• **Problem statement**
The word "length" turns up on some lines of this data; say how many, and give no other text.

• **Data to examine**

PR #3110, opened 2020-03-24
[minor] Test warnings with filter always on

xmatthias:
## Summary
Fix random test failure by always enabling warnings - otherwise it'll sometimes be disabled depending on the environment.

### DIFF
--- a/tests/test_configuration.py
+++ b/tests/test_configuration.py
@@ -73,6 +73,7 @@ def test__args_to_config(caplog):
     configuration = Configuration(args)
     config = {}
     with warnings.catch_warnings(record=True) as w:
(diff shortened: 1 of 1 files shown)


hroff-1902:
LGTM, 

but can you pls explain your findings ("depending on the environment")?

xmatthias:
> depending on the environment

it happens on MY environment - but only when running the tests from the GUI - not when running the tests (in the same virtualenv) using plain pytest.

The command ran by the GUI does prepend environment variables to hide warnings (probably to reduce clutter) - so we need to add these again.

It depends "On the environment" as these variables can be set system-wide ...

Issue #3103, opened 2020-03-23
Fee calculation + stoploss support + trade amounts on FTX


yazeed:
So, while testing live trading on FTX using freqtrade. I've spotted a few FTX inconsistencies that I'll be logging here, so that we can start working on them in the future:

1. Fee calculation seems to fail all the time with this error (Leveraged tokens, haven't tried perps or options trading yet):

`2020-03-23 15:31:19,595 - freqtrade.freqtradebot - INFO - Applying fee on amount for Trade(id=225, pair=DRGNBEAR/USD, amount=0.01231875, open_rate=2789.00000000, open_since=2020-03-22 20:00:34) failed: myTrade-Dict empty found`

2. Stoploss on exchange is not supported yet on FTX, looking at ftx.py it's obvious that it's lacking the param config that enables it as well as the needed stoploss() and stoploss_adjust() methods.

3. Freqtrade keeps getting out of sync on orders (amount) on FTX, occasionally I get these occurrences which I have to fix manually from the DB:

`2020-03-23 11:10:48,474 - freqtrade.freqtradebot - WARNING - Unable to sell trade: Not enough amount to sell. Trade-amount: 0.0091, Wallet: 0.0082`

xmatthias:
First of all - please use one issue per discovered problem. Otherwise discussions get confusing and we're stuck with issues we cannot ever close because one minor thing was never done, but the issue would be 90% done - but noone will be able to figure out which part is still missing.

1) that's not relevant for FTX i think. as far as i know, FTX does subtract fees from the "correct" side of the pair (not the destination pair, but the source pair) - so fees should apply correctly. This message mainly applies to binance, which subtracts fees from the Destination currency (or BNB - but then it's not relevant again).

2) that's not even really an issue - just something which is "to implement and test" ...but as mentioned slack - it's really just a "noone invested the time into this yet" more than anything.

3) Without a full log for this, it'll be impossible to find the solution to this (also - please use a separate issue for this.

Dante2333:
On the fee calculation, since FTX can have multiple fee tiers which actually rely on volume .. or different discount; it would be ideal if we could query over api to get current account fees then use them from that moment in time for freqtrade?

https://help.ftx.com/hc/en-us/articles/360024479432-Fees

For 2, give me exactly what you would need to I can pass it to FTX devs and see if we could have stop-loss on exchange; 

[...]

Issue #2646, opened 2019-12-11
cancel an order before the unfilledtimeout expires


maxma-bit:
Is there a way to cancel an order before the unfilledtimeout expires, in a way that the local sqlite database remains consistent with the exchage?
Please note that the RPC command /forcesell or /forcebuy do not help with this. In the case of a SELL, one would like to cancel the SELL order in Order Book before the sale is actually executed. It seems a bit different from forcing a SELL with the RPC command /forcesell.
For BUY order, one would like to cancel the order before the BUY purchase is made. It seems to me different from forcing a purchase with /forcebuy.
if there is no way to do it, could you consider this for a possible extension?

xmatthias:
I guess you should be able to cancel the buy-order "on exchange" - the database should notice that and update the trade.
One problem this causes:
assuming you don't use `process_only_new_candles=True`, then the buy-signal may still be active - so it reopens the trade seconds after you cancelled that.
We should be able to prevent that by locking the pair anyway - but that'll mean that you the bot can't buy this pair for the duration of this candle.


i think you may be able to stop a buy via `/forcesell` (don't pin me on that though - never tested this scenario).

hroff-1902:
> assuming you don't use process_only_new_candles=True, then the buy-signal may still be active - so it reopens the trade seconds after you cancelled that.

Should not the pair be locked after first buy?

Pair of 2 commands `/stopbuy=pair`, `/cancelorder=id` issued should help in this case anyway...

werkkrew:
Is this still considered a valuable "good first issue"?

xmatthias:
sure thing - i think all issues we've got currently open (with the label Enhancement) are kindof "free to pick" or are otherwise closed, although some will not be easy to implement / require multiple steps to fully be implemented  (this does not apply to "good first issue" though).

PR #3112, opened 2020-03-25
Trade state updates

xmatthias:
## Summary
Revise/revisit handling of orders which are closed on the exchange.

When using limit orders, an order can remain on the exchange until it's timed out.
However, users can also manually go to the exchange and cancel an order - which did act differently depending at what point in the bot-cycle the order was cancelled.

This acts also as a preperation for #2646 - and may eventually solve part 3 of #3103 (unverified, as i'm not 100% clear on the problem there).

## Quick changelog

This PR 
* Combines methods for handling trade-updates to fees
* Moves the checking for closed orders into the timeout section (so cancelled orders are handled properly)
* moves checking for timedout orders to the start of the cycle 
* adjusts handling of cancelled orders (FTX returns the orderstatus as closed, with filled == 0.0).
* uses filled instead of amount if possible (amount is usually the requested order amount - not the filled one)

I've livetested this against both binance and FTX (dry and live)- and both handling of cancelled orders, as well as filled orders works as expected.

### DIFF
--- a/freqtrade/freqtradebot.py
+++ b/freqtrade/freqtradebot.py
@@ -602,7 +602,6 @@ class FreqtradeBot:
         trades_closed = 0
         for trade in trades:
             try:
-                self.update_trade_state(trade)
 
                 if (self.strategy.order_types.get('stoploss_on_exchange') and
                         self.handle_stoploss_on_exchange(trade)):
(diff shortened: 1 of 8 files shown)


freqtrade/freqtradebot.py
```diff
@@ -916,17 +913,7 @@ def handle_timedout_limit_buy(self, trade: Trade, order: Dict) -> bool:
...
-            new_amount = self.get_real_amount(trade, corder if 'fee' in corder else order,
-                                              trade.amount)
-            if not isclose(order['amount'], new_amount, abs_tol=constants.MATH_CLOSE_PREC):
-                trade.amount = new_amount
-                # Fee was applied, so set to 0
-                trade.fee_open = 0
-                trade.recalc_open_trade_price()
-        except DependencyException as e:
-            logger.warning("Could not update trade amount: %s", e)
+        self.update_trade_state(trade, corder if 'fee' in corder else order, trade.amount)
```
hroff-1902, line 916: Hmm, I'm thinking of this expression:
```
corder if 'fee' in corder else order
```

I see, it's from the original code, but do you remember/know why is it in this (quite) tricky way?

tests/exchange/test_exchange.py
```diff
@@ -1705,6 +1705,18 @@ def test_cancel_order_dry_run(default_conf, mocker, exchange_name):
     assert exchange.cancel_order(order_id='123', pair='TKN/BTC') is None
 
 
+@pytest.mark.parametrize("exchange_name", EXCHANGES)
+@pytest.mark.parametrize("order,result", [
+    ({'status': 'closed', 'filled': 10}, False),
+    ({'status': 'closed', 'filled': 0.0}, True),
+    ({'status': 'canceled', 'filled': 0.0}, True),
+    ({'status': 'canceled', 'filled': 10.0}, False),
```
hroff-1902, line 1713: a testcase for other status values (other than 'closed' and 'canceled') should be added here

freqtrade/freqtradebot.py
xmatthias: we're trying to use the fees from the latest possible point - which ideally is from the `cancel_order()` call - available as `corder`.

The result of cancel_order is not really consistent between exchanges - some return the same as `fetch_order()` (but with the state right after the order was cancelled) - while others return a simple string in the form of "success" (FTX - i'm looking at you).

For that reason, we must use the result from `fetch_order()` (available as order) - verify it's a dict (done a few lines above) - and then always use corder (or fallback to order) for everything we use from corder.

#3146 will enhance drive this logic further - but keeping these 2 PR's seperate is better as the 2 address different problems (this one code duplication and potential timing hickups  - the other one inconsistent content in the order and cancel_order results).

hroff-1902: > The result of cancel_order is not really consistent between exchanges

Yeah, I remember this fact and that fix you made...

> and then always use corder (or fallback to order) for everything we use from corder

yes, this (as written here) is clean, I wonder the manner the check is performed:
```
corder if 'fee' in corder else order
```
-- why 'fee' is used here, why not some other element?

xmatthias: well because the most releant place is the call to get_real_amount ... which does heavily rely on fee to be available to work correctly.

Also, fee is the element that's the "least secure" - it's missing in most exchanges ... (but not in all)

freqtrade/freqtradebot.py
```diff
@@ -1117,7 +1118,7 @@ def _notify_sell_cancel(self, trade: Trade, order_type: str, reason: str) -> Non
 #
 
     def update_trade_state(self, trade: Trade, action_order: dict = None,
-                           order_amount: float = None) -> None:
+                           order_amount: float = None) -> bool:
         """
         Checks trades with open orders and updates the amount if necessary
         Handles closing both buy and sell orders.
```
hroff-1902, line 1118: pls add the description for the return value here -- when it's supposed to return True and False

PR #3127, opened 2020-03-31
use equality instead of index for row lookups

orehunt:
without the equality operator which losely checks within a range, the lookup will throw an index error when plotting against the trades on a database, because trades in a database have real dates, compared to backtesting that are fixed to the precision of the timeframe

### DIFF
--- a/freqtrade/plot/plotting.py
+++ b/freqtrade/plot/plotting.py
@@ -10,6 +10,7 @@ from freqtrade.data.btanalysis import (calculate_max_drawdown,
                                        create_cum_profit,
                                        extract_trades_of_period, load_trades)
 from freqtrade.data.converter import trim_dataframe
+from freqtrade.exchange import timeframe_to_prev_date
 from freqtrade.data.history import load_data
 from freqtrade.misc import pair_to_filename
 from freqtrade.resolvers import StrategyResolver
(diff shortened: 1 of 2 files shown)


xmatthias:
sorry this took a while... but i had to find time to build a case i could test this with (not your fault - i didn't have a database with corresponding data on my pc)

 
I can see the problem now - but i'm not convinced it's the best solution.
While it does fix the crash - it'll simply hide / not show max_drawdown ... 

I would rather use `timeframe_to_prev_date()` from the exchange class to "move" the date to the previous candle (or `timeframe_to_next_date()`) to move it to the next candle instead.

orehunt:
I see, there is still a case where you might not have updated ohlcv data compared to the database trades, and it will again miss the index, although that would probably be better to check even before the max drawdown calc

xmatthias:
hm, ah you mean when no ohlcv data is available for plot-profit? 

but that's not really relevant at this point (unless i miss something)? 
the graph we're plotting on is the 2nd graph (combined profit) ... it has only entries for trades close_time anyway - and we can only have drawdowns for this period, too ... no?

orehunt:
so `df_comb` starts by merging all the pairs data, then adds a `mean` and `cum_profit` column with `loc` which means trades past the ohlcv won't be present as it doesn't concatenate dates, that's the df passed to the max drawdown function

xmatthias:
ah - good call - 
in that case i guess plot_profit should run through `extract_trades_of_period()` too ... to trim trades down to all trades within the available data period.

freqtrade/plot/plotting.py
```diff
@@ -383,6 +385,9 @@ def generate_profit_graph(pairs: str, data: Dict[str, pd.DataFrame],
     # Combine close-values for all pairs, rename columns to "pair"
     df_comb = combine_dataframes_with_mean(data, "close")
 
+    # Trim trades to available OHLCV data
+    trades = extract_trades_of_period(df_comb, trades, date_index=True)
```
xmatthias, line 389: Great solution :+1:

PR #3129, opened 2020-04-01
convert dl-trades datadownload to list

xmatthias:
## Summary
As we've seen recently on slack, downloading trades has huge memory requirements when using a slightly longer trades period.

The main problem is the dataformat. We used to store trades-data as ccxt returns it - which resulted in a dictionary with a total size of 2216b per trade.

This PR converts the format right after downloading to a list with only the necessary columns - bringing the "average" size down to ~320b.
Now this drops "quite a bit"  of information, but keeps everything necessary to convert trades to candles, as well as keeping the ability to continue downloading.

The formats, old and new can be seen in the fixtures `fetch_trades_result` (old) and `trades_history` (new).

This alone reduces the (theoretical) memory requirements from 9G to 1.3G (for 4M trades).

Furthermore, the "since" date was not properly adjusted, leading to always download --days (or 28 days) worth of data, even if the command was ran every day.

This does not affect ohclv data other than the volume - but please be aware of this.

## Quick changelog

- Remove duplicate trades
- Change trade format from dict to list to reduce memory size
- Properly adjust "since" to avoid redownloading the same period again and again
- Automatically handle conversion to new trades-dataformat

To force the conversion best use  the following command before the next data download after upgrading to this version.

```
freqtrade convert-trade-data --format-from jsongz --format-to jsongz --datadir user_data/data/kraken

```

## Further enhancements
Further enhancements are possible - but not included in this PR:
- Batch download
- appending to files (not supported with json format, json always needs to be rewitten completely)


freqtrade/data/converter.py
```diff
@@ -154,7 +157,27 @@ def order_book_to_dataframe(bids: list, asks: list) -> DataFrame:
...
+    return [i for i, _ in itertools.groupby(sorted(trades, key=itemgetter(0)))]
+
+
+def trades_dict_to_list(trades: List[Dict]) -> List[List]:
+    """
+    Convert fetch_trades result into a List (to be more memory efficient).
+    :param trades: List of trades, as returned by ccxt.fetch_trades.
+    :return: List of Lists, with constants.DEFAULT_TRADES_COLUMNS as columns
+    """
+    return [[t[col] for col in DEFAULT_TRADES_COLUMNS]for t in trades]
```
hroff-1902, line 177:
```suggestion
    return [[t[col] for col in DEFAULT_TRADES_COLUMNS] for t in trades]
```

freqtrade/data/history/idatahandler.py
```diff
@@ -18,6 +18,9 @@
 
 logger = logging.getLogger(__name__)
 
+# Type for trades list
+TradeList = List[List]
```
hroff-1902, line 23: yes! 👍 
we should use type aliases for our dicts and lists more intensively

hroff-1902:
just a question: tuples are more memory efficient than lists, should not the original list of dicts be converted into the list of tuples instead of lists of lists?

xmatthias:
> just a question: tuples are more memory efficient than lists, should not the original list of dicts be converted into the list of tuples instead of lists of lists?

Yes, in theory - however then we'd have both a mix of lists and tuples for the same thing i tried to avoid.

Json does not know the concept of Tuples - so upon saving a list of tuples, you get a list of lists in the file - and consequentially, everything loaded from file will be a List of Lists.
We could convert this to a list of Tuples - but that's an extra step - and i would like to avoid to have a `List[Lists | Tuples]` type ...

hroff-1902:
> Json does not know the concept of Tuples - so upon saving a list of tuples, you get a list of lists in the file - and consequentially, everything loaded from file will be a List of Lists.

Well, no if implement it using a custom subclass of JSONDecoder/JSONEncoder, which converts the type "on the fly"... (in theory... but in practice I guess I agree with you)

xmatthias:
well - but still the "on the fly" converter will need to change all lines ... 

Also, we're talking about Json now - what about future types? implement a "custom" parser for csv, hdf5, ... too? that'll make implementing new datatypes almost impossible.

to summarize - i did think about using Tuple (even used it initially) - but decided against it :)

xmatthias:
best mention that the format changed to reduce the memory (and storage) footprint of trades.
---- 

The freqtrade internal storage format for trades data has been changed.
The switch to the new trade-format is automatic once download-data is ran for the first time - however switching back to an earlier version is impossible and will result in a complete redownload of all trades data.
A manual conversation can be done via the following command: `freqtrade convert-trade-data --format-from jsongz --format-to jsongz --datadir user_data/data/kraken`.

Switching back to the old trades format is NOT possible.

PR #3133, opened 2020-04-02
[minor] Fix filename handling with --strategy-list

xmatthias:
## Summary
Filenames for exported fiels should not be increasing in length - but should be `filename-<strategy>.json` for all strategies, independently if it's the first or last strategy.

As reported on slack.

### DIFF
--- a/tests/optimize/test_optimize_reports.py
+++ b/tests/optimize/test_optimize_reports.py
@@ -160,10 +160,15 @@ def test_backtest_record(default_conf, fee, mocker):
     # reset test to test with strategy name
     names = []
     records = []
-    results['Strat'] = pd.DataFrame()
+    results['Strat'] = results['DefStrat']
+    results['Strat2'] = results['DefStrat']
     store_backtest_result(Path("backtest-result.json"), results)
     # Assert file_dump_json was only called once
-    assert names == [Path('backtest-result-DefStrat.json')]
+    assert names == [
+        Path('backtest-result-DefStrat.json'),
+        Path('backtest-result-Strat.json'),
+        Path('backtest-result-Strat2.json'),
+    ]
     records = records[0]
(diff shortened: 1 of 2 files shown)


tests/optimize/test_optimize_reports.py
```diff
@@ -160,10 +160,15 @@ def test_backtest_record(default_conf, fee, mocker):
     # reset test to test with strategy name
     names = []
     records = []
-    results['Strat'] = pd.DataFrame()
+    results['Strat'] = results['DefStrat']
+    results['Strat2'] = results['DefStrat']
     store_backtest_result(Path("backtest-result.json"), results)
     # Assert file_dump_json was only called once
```
hroff-1902, line 166: this comment is no longer relevant?

hroff-1902:
> should not be increasing in length

how was it before?

xmatthias:
Assume i use the strategies DefStrat, Strat and Strat2 in the stratgy list (in this sequence)

the filenames would be returned as an expanding list - appending the current strategy to the end of the filenames:

`backtest-result-DefStrat.json` - for the first strategy
`backtest-result-DefStrat-Strat.json` for the 2nd strategy
`backtest-result-DefStrat-Strat-Strat2.json` for the 3rd strategy.

hroff-1902:
> Assume i use the strategies DefStrat, Strat and Strat2 in the stratgy list (in this sequence)
> 
> the filenames would be returned as an expanding list - appending the current strategy to the end of the filenames:
> 
> `backtest-result-DefStrat.json` - for the first strategy
> `backtest-result-DefStrat-Strat.json` for the 2nd strategy
> `backtest-result-DefStrat-Strat-Strat2.json` for the 3rd strategy.

Ah, got it, it was definitely wrong.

• **Task result**
2